What is being asked:
Every line below that contains the word "Maximum" must be copied.

Materials provided:
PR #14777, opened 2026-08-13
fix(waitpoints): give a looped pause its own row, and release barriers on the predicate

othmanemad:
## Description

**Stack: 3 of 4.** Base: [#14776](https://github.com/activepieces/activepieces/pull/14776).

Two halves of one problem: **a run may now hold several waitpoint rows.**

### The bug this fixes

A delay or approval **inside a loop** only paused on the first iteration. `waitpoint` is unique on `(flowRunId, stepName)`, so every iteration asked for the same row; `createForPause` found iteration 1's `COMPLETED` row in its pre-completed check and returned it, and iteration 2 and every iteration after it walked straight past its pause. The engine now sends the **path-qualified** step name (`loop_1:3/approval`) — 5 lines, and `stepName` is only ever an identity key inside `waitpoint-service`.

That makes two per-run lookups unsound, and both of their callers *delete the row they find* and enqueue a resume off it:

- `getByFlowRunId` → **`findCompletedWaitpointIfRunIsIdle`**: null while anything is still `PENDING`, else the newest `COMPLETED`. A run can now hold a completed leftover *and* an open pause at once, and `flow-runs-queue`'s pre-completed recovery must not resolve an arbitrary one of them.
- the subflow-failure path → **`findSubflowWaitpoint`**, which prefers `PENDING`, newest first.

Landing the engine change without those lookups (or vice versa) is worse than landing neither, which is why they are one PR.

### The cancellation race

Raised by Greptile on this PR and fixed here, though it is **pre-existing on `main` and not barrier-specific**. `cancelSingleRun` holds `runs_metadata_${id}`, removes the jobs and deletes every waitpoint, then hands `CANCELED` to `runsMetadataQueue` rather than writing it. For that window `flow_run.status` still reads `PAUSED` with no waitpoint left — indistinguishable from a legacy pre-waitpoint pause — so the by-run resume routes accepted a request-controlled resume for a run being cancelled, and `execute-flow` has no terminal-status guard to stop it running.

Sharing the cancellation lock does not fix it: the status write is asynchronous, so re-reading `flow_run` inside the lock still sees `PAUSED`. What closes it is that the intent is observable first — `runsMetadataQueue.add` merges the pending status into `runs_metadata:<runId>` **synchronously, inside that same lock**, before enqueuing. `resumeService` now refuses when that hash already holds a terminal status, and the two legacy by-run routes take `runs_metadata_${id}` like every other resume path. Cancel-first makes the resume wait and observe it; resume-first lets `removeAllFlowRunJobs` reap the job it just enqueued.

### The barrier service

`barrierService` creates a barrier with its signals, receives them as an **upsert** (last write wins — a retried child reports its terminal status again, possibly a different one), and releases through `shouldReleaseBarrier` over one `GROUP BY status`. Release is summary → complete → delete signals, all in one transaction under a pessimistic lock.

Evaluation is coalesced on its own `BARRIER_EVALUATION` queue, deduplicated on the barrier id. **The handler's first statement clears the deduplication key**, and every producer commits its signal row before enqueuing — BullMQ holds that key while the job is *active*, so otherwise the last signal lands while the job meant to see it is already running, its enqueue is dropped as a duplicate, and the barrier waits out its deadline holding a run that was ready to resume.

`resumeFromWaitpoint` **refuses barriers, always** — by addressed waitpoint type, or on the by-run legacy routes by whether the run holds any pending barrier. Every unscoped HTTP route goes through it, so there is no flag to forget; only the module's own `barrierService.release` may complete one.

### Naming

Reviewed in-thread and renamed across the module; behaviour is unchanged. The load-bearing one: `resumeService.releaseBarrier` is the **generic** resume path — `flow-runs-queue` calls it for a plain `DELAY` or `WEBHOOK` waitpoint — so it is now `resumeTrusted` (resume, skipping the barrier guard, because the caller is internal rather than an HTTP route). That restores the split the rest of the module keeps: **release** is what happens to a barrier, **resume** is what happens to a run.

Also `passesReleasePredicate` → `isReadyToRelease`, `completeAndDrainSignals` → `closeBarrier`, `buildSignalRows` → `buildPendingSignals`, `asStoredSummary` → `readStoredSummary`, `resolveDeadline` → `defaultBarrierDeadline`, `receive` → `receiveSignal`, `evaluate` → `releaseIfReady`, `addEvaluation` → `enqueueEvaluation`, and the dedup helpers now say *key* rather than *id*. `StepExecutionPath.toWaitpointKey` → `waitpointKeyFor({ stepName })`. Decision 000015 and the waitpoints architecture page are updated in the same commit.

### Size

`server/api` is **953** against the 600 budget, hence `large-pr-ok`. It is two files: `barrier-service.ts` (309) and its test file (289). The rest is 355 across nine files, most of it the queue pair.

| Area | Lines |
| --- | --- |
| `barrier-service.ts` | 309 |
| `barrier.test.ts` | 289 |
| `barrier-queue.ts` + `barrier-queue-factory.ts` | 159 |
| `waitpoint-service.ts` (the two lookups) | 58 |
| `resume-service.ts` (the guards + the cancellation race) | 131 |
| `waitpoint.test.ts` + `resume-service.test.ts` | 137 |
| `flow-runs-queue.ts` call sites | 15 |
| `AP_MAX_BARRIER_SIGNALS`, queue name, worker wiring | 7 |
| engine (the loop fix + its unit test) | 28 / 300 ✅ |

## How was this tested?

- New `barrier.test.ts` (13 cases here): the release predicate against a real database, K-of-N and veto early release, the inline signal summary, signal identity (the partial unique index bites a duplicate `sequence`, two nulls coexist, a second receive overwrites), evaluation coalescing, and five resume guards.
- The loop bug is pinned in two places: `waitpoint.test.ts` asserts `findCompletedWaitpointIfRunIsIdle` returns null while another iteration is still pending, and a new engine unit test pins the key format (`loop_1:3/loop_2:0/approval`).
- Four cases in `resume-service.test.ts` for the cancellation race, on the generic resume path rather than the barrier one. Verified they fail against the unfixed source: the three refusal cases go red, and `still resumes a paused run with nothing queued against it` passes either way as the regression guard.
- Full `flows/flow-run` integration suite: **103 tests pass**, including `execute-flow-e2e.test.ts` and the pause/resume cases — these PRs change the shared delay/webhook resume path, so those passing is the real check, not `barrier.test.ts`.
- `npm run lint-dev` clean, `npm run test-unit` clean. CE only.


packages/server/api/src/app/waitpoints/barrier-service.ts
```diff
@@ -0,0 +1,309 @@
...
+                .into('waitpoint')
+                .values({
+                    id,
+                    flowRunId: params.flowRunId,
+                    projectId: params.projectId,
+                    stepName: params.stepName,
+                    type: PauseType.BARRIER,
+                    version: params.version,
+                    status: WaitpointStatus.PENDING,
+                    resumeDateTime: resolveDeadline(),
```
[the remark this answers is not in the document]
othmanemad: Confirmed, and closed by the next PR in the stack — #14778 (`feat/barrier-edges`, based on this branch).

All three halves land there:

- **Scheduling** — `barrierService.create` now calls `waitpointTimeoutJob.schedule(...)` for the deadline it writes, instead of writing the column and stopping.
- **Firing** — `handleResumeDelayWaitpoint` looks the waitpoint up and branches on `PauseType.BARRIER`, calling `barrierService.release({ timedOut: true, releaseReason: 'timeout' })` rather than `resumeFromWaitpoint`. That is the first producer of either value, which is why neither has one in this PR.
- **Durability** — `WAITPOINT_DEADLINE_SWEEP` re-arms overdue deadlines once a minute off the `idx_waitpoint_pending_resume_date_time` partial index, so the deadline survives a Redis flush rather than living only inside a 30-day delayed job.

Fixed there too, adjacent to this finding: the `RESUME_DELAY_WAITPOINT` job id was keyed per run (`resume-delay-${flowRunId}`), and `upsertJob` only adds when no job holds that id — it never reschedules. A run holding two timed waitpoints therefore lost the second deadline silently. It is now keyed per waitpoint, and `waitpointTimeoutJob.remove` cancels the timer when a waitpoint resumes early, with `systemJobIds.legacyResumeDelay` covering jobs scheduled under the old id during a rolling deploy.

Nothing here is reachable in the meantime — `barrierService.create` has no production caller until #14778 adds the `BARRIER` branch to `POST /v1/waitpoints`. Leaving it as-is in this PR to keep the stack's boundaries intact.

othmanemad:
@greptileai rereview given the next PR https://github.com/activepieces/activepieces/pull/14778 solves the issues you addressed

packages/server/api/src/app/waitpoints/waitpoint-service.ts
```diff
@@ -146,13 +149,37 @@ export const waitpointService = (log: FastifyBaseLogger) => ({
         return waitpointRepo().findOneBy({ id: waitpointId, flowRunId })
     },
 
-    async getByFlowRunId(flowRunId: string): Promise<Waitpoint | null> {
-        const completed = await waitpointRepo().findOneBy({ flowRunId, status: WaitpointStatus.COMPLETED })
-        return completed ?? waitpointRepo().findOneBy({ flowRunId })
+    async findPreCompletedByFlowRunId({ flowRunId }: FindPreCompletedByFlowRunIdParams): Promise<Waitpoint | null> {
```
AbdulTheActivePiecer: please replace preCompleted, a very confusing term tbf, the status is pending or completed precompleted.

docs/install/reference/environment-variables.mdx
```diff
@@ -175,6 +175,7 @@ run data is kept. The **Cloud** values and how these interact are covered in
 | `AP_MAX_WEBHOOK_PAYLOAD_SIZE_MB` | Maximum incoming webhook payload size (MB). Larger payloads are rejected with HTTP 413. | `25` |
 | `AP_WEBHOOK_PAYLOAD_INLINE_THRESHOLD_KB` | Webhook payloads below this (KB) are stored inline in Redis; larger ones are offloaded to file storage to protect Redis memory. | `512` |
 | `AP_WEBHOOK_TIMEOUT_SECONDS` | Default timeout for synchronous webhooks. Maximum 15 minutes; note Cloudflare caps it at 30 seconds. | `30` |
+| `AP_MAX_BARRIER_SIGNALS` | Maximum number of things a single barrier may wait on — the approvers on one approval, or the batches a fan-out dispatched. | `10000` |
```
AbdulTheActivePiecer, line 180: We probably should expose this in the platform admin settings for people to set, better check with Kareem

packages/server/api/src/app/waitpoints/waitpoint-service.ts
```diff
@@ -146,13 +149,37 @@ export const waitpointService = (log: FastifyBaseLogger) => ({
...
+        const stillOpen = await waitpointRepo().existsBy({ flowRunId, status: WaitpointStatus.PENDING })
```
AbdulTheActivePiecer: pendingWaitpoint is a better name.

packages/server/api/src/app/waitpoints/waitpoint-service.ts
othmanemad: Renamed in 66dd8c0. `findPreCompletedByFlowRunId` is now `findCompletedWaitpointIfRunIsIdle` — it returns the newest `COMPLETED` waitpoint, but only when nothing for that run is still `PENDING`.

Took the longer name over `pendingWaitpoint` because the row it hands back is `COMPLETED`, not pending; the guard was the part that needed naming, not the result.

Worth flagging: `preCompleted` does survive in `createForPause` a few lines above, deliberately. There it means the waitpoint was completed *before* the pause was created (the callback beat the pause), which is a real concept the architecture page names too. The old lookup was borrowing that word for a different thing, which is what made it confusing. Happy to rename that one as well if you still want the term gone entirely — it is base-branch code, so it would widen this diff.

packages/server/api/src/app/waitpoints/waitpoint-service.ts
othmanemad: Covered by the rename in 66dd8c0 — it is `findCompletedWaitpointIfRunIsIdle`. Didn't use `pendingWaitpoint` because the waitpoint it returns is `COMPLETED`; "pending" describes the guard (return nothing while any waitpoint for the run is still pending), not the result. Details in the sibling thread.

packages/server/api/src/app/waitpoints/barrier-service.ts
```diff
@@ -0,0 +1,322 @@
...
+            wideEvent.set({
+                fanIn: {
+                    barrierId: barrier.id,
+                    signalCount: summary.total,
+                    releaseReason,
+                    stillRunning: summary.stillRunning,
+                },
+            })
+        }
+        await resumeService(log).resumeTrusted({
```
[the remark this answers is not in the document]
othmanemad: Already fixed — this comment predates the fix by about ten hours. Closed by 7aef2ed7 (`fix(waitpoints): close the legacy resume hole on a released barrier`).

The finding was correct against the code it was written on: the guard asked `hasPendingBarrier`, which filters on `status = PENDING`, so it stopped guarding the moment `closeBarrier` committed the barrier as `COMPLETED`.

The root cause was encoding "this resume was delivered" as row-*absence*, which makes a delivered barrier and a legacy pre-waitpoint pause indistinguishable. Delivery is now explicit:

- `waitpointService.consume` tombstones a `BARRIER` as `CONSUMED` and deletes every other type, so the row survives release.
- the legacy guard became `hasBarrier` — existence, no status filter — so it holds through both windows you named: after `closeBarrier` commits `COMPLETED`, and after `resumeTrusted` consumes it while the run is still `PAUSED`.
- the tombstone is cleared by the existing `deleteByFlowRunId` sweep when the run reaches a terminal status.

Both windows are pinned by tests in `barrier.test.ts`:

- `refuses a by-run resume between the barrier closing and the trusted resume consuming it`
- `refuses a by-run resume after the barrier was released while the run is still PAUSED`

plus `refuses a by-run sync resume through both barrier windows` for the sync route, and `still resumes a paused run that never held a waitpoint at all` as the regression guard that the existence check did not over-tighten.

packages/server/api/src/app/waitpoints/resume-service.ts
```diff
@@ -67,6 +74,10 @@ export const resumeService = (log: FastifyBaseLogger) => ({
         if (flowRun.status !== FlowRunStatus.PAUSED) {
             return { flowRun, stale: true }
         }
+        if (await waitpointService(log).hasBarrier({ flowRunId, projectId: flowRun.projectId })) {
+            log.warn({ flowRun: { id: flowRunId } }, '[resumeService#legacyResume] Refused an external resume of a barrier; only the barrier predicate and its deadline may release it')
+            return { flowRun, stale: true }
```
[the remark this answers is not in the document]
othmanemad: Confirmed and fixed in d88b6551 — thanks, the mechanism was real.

Response area:
 | `AP_MAX_WEBHOOK_PAYLOAD_SIZE_MB` | Maximum incoming webhook payload size (MB). Larger payloads are rejected with HTTP 413. | `25` |
 | `AP_WEBHOOK_TIMEOUT_SECONDS` | Default timeout for synchronous webhooks. Maximum 15 minutes; note Cloudflare caps it at 30 seconds. | `30` |
+| `AP_MAX_BARRIER_SIGNALS` | Maximum number of things a single barrier may wait on — the approvers on one approval, or the batches a fan-out dispatched. | `10000` |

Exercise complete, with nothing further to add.